Go through the entries below and pick out every line with "clients".

(LISTED RECORDS begins)

PR #800, opened 2023-12-13
Fix BootstrappingVeniceChangelogConsumer no metadata issue

zx0401:

Fix BootstrappingVeniceChangelogConsumer no metadata issue. Previously BootstrappingVeniceChangelogConsumer can store the data in local RocksDB. However, it couldn't successfully bootstrap from RocksDB as we didn't save the metadata correctly. This PR is to fix it.

## How was this PR tested?

Tested by running integration test `testBootstrappingVeniceChangelogConsumer_WithPollAndCatchUp` twice with same store name. On the second run, verified the log to show we could load data directly from rocksDB instead of running pollAndCatchUp.

### DIFF
--- a/clients/da-vinci-client/src/main/java/com/linkedin/davinci/consumer/InternalLocalBootstrappingVeniceChangelogConsumer.java
+++ b/clients/da-vinci-client/src/main/java/com/linkedin/davinci/consumer/InternalLocalBootstrappingVeniceChangelogConsumer.java
@@ -9,7 +9,6 @@ import static com.linkedin.davinci.store.rocksdb.RocksDBServerConfig.ROCKSDB_LEV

(LISTED RECORDS ends)

ANSWER SECTION:
--- a/clients/da-vinci-client/src/main/java/com/linkedin/davinci/consumer/InternalLocalBootstrappingVeniceChangelogConsumer.java
+++ b/clients/da-vinci-client/src/main/java/com/linkedin/davinci/consumer/InternalLocalBootstrappingVeniceChangelogConsumer.java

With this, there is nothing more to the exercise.